(Dataset entries)
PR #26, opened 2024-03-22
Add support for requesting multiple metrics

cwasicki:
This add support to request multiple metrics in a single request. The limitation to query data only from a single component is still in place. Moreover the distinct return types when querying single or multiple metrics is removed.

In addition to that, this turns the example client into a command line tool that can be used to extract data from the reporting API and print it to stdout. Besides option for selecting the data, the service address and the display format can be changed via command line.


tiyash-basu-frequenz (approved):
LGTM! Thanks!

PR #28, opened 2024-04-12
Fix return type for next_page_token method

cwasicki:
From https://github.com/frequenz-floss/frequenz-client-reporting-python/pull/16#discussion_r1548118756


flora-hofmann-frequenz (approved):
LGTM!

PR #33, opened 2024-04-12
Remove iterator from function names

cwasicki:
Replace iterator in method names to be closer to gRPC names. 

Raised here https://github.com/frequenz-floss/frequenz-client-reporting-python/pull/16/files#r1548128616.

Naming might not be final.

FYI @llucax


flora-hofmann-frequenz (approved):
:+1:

[EXERCISE DETAILS]: Across the records, count each line that holds the string "opened". Respond with the number only.

[SOLUTION FOR THIS EXERCISE]: 3